Instructions to follow: Count how many lines of the data below contain the string "writeDataToMemory"; the reply should be that number alone.

Supplied records:

PR #198, opened 2023-10-11
Implement Allocator API

### LINKED ISSUE #168: Implement Allocator API

stoyan-lime:
Created a Freeing Bump Allocator to handle heap memory.
Allocator allocates only blocks of sizes equal to powers of two. If we want to allocate a size that is not a power of 2, we allocate the next power of 2.
A header is added before each allocated block, containing information about it. 

To be added:
- [x] API implementation
- [x] Tests

Closes #168


src/main/java/com/limechain/runtime/allocator/FreeingBumpHeapAllocator.java
```diff
@@ -0,0 +1,226 @@
...
+        int requiredPages = pagesFromSize(size);
+        int currentPages = pagesFromSize(memory.buffer().limit());
+
+        if (currentPages >= MAX_WASM_PAGES) {
+            throw new AllocationError();
+        }
+
+        if (requiredPages > MAX_WASM_PAGES) {
+            throw new AllocationError();
+        }
```
georg-getz: Could add a message to the errors.

src/main/java/com/limechain/runtime/allocator/Header.java
```diff
@@ -0,0 +1,81 @@
...
+    private static final long FREE_HEADER_MASK = 0x00000000_00000000L;
+
+    private final boolean occupied;
+
+    private Integer nextFreeHeaderPointer;
+    private Integer order;
+
+    private Header(boolean occupied) {
+        this.occupied = occupied;
+    }
```
georg-getz: this could be a `@RequiredArgsConstructor` with accessibility argument set to private

src/main/java/com/limechain/runtime/allocator/Order.java
```diff
@@ -0,0 +1,59 @@
...
+    public static final int MIN_POSSIBLE_ALLOCATION = 8; // 2^3 bytes, 8 bytes
+    public static final int MAX_POSSIBLE_ALLOCATION = 32 * 1024 * 1024; // 2^25 bytes, 32 MiB
+
+    private final int value;
+    private final int blockSize;
+    /**
+     * Pointer to the next free block of this order.
+     */
+    @Nullable
+    private Integer freeHeaderPointer;
```
georg-getz: No need to specify `@Nullable` on Integer fields

src/main/java/com/limechain/runtime/hostapi/HostApi.java
```diff
@@ -74,6 +76,10 @@ protected static Memory getMemory() {
         return runtime.getInstance().exports.getMemory("memory");
     }
 
+    protected static int getHeapBase() {
+       return runtime.getInstance().exports.getGlobal("heap_base").getIntValue();
```
georg-getz: The probably won't work as the heap base global is preceded by 2 underscores.
Also you can create an enum with the commonly exported WASM globals, `__heap_base` and `__data_end`. You can probably also add `memory` there as that would most likely always be the name of the exported/imported memory.

georg-getz:
Would be good to add a test showcasing that the reading of wasm globals is correct. This will require a wasm file and a wat file (since wasm is unreadable) to be added to test resources and have them being read to check wether the global values shown in the wat file are the same numbers we are getting in Java.

You can take the runtime wasm and wat from [here](https://github.com/LimeChain/wasmer-java/tree/dev/examples) as it is the smallest runtime we have, but before you do that you can see if the `hello_world.wasm` also exports `__heap_base` (I think all wasm files do) and if it is a value greater than 0 you can use it to do the above mentioned test as it would be way more lightweight and would require no function imports as opposed to the runtime one. You would need to use `wasm2wat` or a similar program to generate the wat file for `hello_world.wasm`

src/main/java/com/limechain/runtime/hostapi/HostApi.java
```diff
@@ -50,69 +53,77 @@ protected static ImportObject getImportObject(final String functionName,
...
+    @Deprecated(forRemoval = true)
     public static byte[] getDataFromMemory(long pointer) {
-        int ptr = (int) pointer;
-        int ptrLength = (int) (pointer >> 32);
-        byte[] data = new byte[ptrLength];
-
-        Memory memory = getMemory();
-        memory.buffer().get(ptr, data, 0, ptrLength);
-        return data;
+        return null;
```
ablax: Maybe until removal provide a fallback implementation to the deprecated method
```suggestion
        return getDataFromMemory(new RuntimePointerSize(pointer));
```

src/main/java/com/limechain/runtime/hostapi/HostApi.java
```diff
@@ -50,69 +53,77 @@ protected static ImportObject getImportObject(final String functionName,
...
-        return runtime.getInstance().exports.getMemory("memory");
-    }
-
-    public static void setRuntime(Runtime runtime) {
-        HostApi.runtime = runtime;
-    }
-
-    public static void setRepository(KVRepository<String, Object> repository) {
-        HostApi.repository = repository;
+        return -1;
```
ablax: Maybe until removal provide a fallback implementation to the deprecated method

```suggestion
        return writeDataToMemory(data).pointer();
```

src/main/java/com/limechain/runtime/hostapi/HostApi.java
```diff
@@ -1,34 +1,37 @@
...
  * HostApi functions implementations
  */
 @Log
+@NoArgsConstructor(access = AccessLevel.PRIVATE)
 public class HostApi {
-
     protected static final List<Number> EMPTY_LIST_OF_NUMBER = List.of();
     protected static final List<Type> EMPTY_LIST_OF_TYPES = List.of();
-
     protected static final String KEY_TO_IGNORE = ":child_storage:default:";
```
ablax: This line is obsolete
```suggestion
```

src/main/java/com/limechain/runtime/allocator/AllocationStats.java
```diff
@@ -0,0 +1,24 @@
...
+
+import lombok.Data;
+
+import java.math.BigInteger;
+
+@Data
+public class AllocationStats {
+    private int bytesAllocated;
+    private int bytesAllocatedPeak;
+    private BigInteger bytesAllocatedSum;
```
ablax: allocated:15 throws nullpointer exception
```suggestion
    private BigInteger bytesAllocatedSum = BigInteger.ZERO;
```

ablax (approved):
lgtm

PR #203, opened 2023-10-17
Warp sync from bootnodes

bokoto000:
Requests fragments from bootnodes instead of connected peers.


ablax (approved):

src/main/java/com/limechain/sync/warpsync/state/RequestFragmentsState.java
```diff
@@ -47,15 +45,26 @@ public void next(WarpSyncMachine sync) {
 
     @Override
     public void handle(WarpSyncMachine sync) {
+        WarpSyncResponse resp = null;
+        for (int i = 0; i < sync.getNetworkService().kademliaService.getBootNodePeerIds().size(); i++) {
+            try {
+                Thread.sleep(1000);
```
vikinatora: Why are we sleeping here?

bokoto000: Removed

src/main/java/com/limechain/sync/warpsync/state/RequestFragmentsState.java
```diff
@@ -47,15 +45,25 @@ public void next(WarpSyncMachine sync) {
...
+        for (int i = 0; i < sync.getNetworkService().kademliaService.getBootNodePeerIds().size(); i++) {
+            try {
+                resp = sync.getNetworkService().makeWarpSyncRequest(blockHash.toString());
+                break;
+            } catch (Exception e) {
+                if (!sync.getNetworkService().updateCurrentSelectedPeerWithBootnode(i)) {
+                    this.error = new RuntimeException("Could not update current selected peer");
+                    return;
+                }
+            }
```
georg-getz: It's always good to print the initial exception (in this case `e`) because sometimes it's different than what we expect.

georg-getz (approved):

src/main/java/com/limechain/lightclient/LightClient.java
```diff
@@ -40,8 +40,8 @@ public void start() {
         this.network.start();
 
         while (true) {
-            if (!connectionManager.getPeerIds().isEmpty()) {
-                if (this.network.currentSelectedPeer != null) {
+            if (network.kademliaService.getBootNodePeerIds().size()>0) {
```
georg-getz: you could add spaces before and after `>`

PR #231, opened 2023-10-31
Implement some of Offchain API

stoyan-lime:


src/main/java/com/limechain/runtime/hostapi/OffchainHostFunctions.java
```diff
@@ -13,29 +29,39 @@
...
+@AllArgsConstructor
 public class OffchainHostFunctions {
+    private final HostApi hostApi;
+    private final HostConfig config;
 
+    public OffchainHostFunctions() {
+        hostApi = HostApi.getInstance();
+        config = AppBean.getBean(HostConfig.class);
+    }
     public static List<ImportObject> getFunctions() {
```
georg-getz: nit: add an empty line before `getFunctions()`

src/main/java/com/limechain/runtime/hostapi/OffchainHostFunctions.java
```diff
@@ -75,4 +101,109 @@ public static List<ImportObject> getFunctions() {
...
+            multiAddresses.stream().map(Multiaddr::serialize).forEach(data::put);
+
+            Result<byte[], Exception> result = new Result<>(Result.ResultMode.OK, data.array(), null);
+
+            new ResultWriter<byte[], Exception>()
+                    .writeResult(writer, ScaleCodecWriter::writeByteArray, null, result);
+            return buf.toByteArray();
+        } catch (IOException e) {
+            return scaleEncodedEmptyResult(false);
+        }
```
georg-getz: We always want to have access to the exception stack trace without having to debug the application. I will leave it up to you to determine the correct logging level, judging by the fact that we are not throwing an exception `error` would probably be too high of a level, but it's hard for me to determine whether `warning` is just right or too high.

stoyan-lime: Added a `warning` log

georg-getz (approved):

PR #234, opened 2023-11-13
Implement Offchain HostAPI http request methods

stoyan-lime:


src/test/java/com/limechain/runtime/hostapi/OffchainHostFunctionsTest.java
```diff
@@ -76,4 +106,130 @@ void extOffchainRandomSeedReturnsAPointerToA32BitNumber() {
...
+            byte[] scaleEncodedHeaders = offchainHostFunctions.scaleEncodeHeaders(responseHeaders);
+            when(hostApi.writeDataToMemory(scaleEncodedHeaders)).thenReturn(resultPointer);
+
+            RuntimePointerSize result = offchainHostFunctions.extOffchainHttpResponseHeadersVersion1(requestId);
+            assertEquals(resultPointer, result);
+        } catch (IOException e) {
+            throw new RuntimeException(e);
+        }
+    }
+
```
bokoto000, line 374: Tests were commented out because by using the response wait method we can't mock Instant.now adequately.

src/main/java/com/limechain/runtime/hostapi/OffchainHostFunctions.java
```diff
@@ -213,4 +239,245 @@ public int extOffchainRandomSeed() {
...
+        ByteArrayOutputStream outputStream = new ByteArrayOutputStream();
+        ScaleCodecWriter writer = new ScaleCodecWriter(outputStream);
+        for (String header : headers.keySet()) {
+            List<String> value = headers.get(header);
+            for (String headerValue : value) {
+                writer.writeByteArray(headerValue.getBytes());
+            }
+            pairs.add(new Pair<>(header, outputStream.toByteArray()));
+        }
+        return ScaleUtils.Encode.encode(pairs, String::getBytes, Function.identity());
```
David-Petrov: What I strongly suspect is, those multi-values of a single header key might need to be concatenated with an `" "` or `", "` as per HTTP specs, but I'm not entirely sure. Just raising this as a consideration.

In any case, a suggested nitpick to shorten the implementation (we can concat in a string, and then encode the string, I think we needn't the entire value-by-value encoding and then concatenation).
```suggestion
        List<Pair<String, String>> pairs = new ArrayList<>(headers.size());
        for (String header : headers.keySet()) {
            // NOTE: Not sure how the Spec expects us to handle repeated AND multi-valued headers, so we just concat the values (a little sus?)
            String value = String.join("", headers.get(header)); 
            pairs.add(new Pair<>(header, value));
        }
        return ScaleUtils.Encode.encode(pairs, String::getBytes, String::getBytes);
```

Response box: 2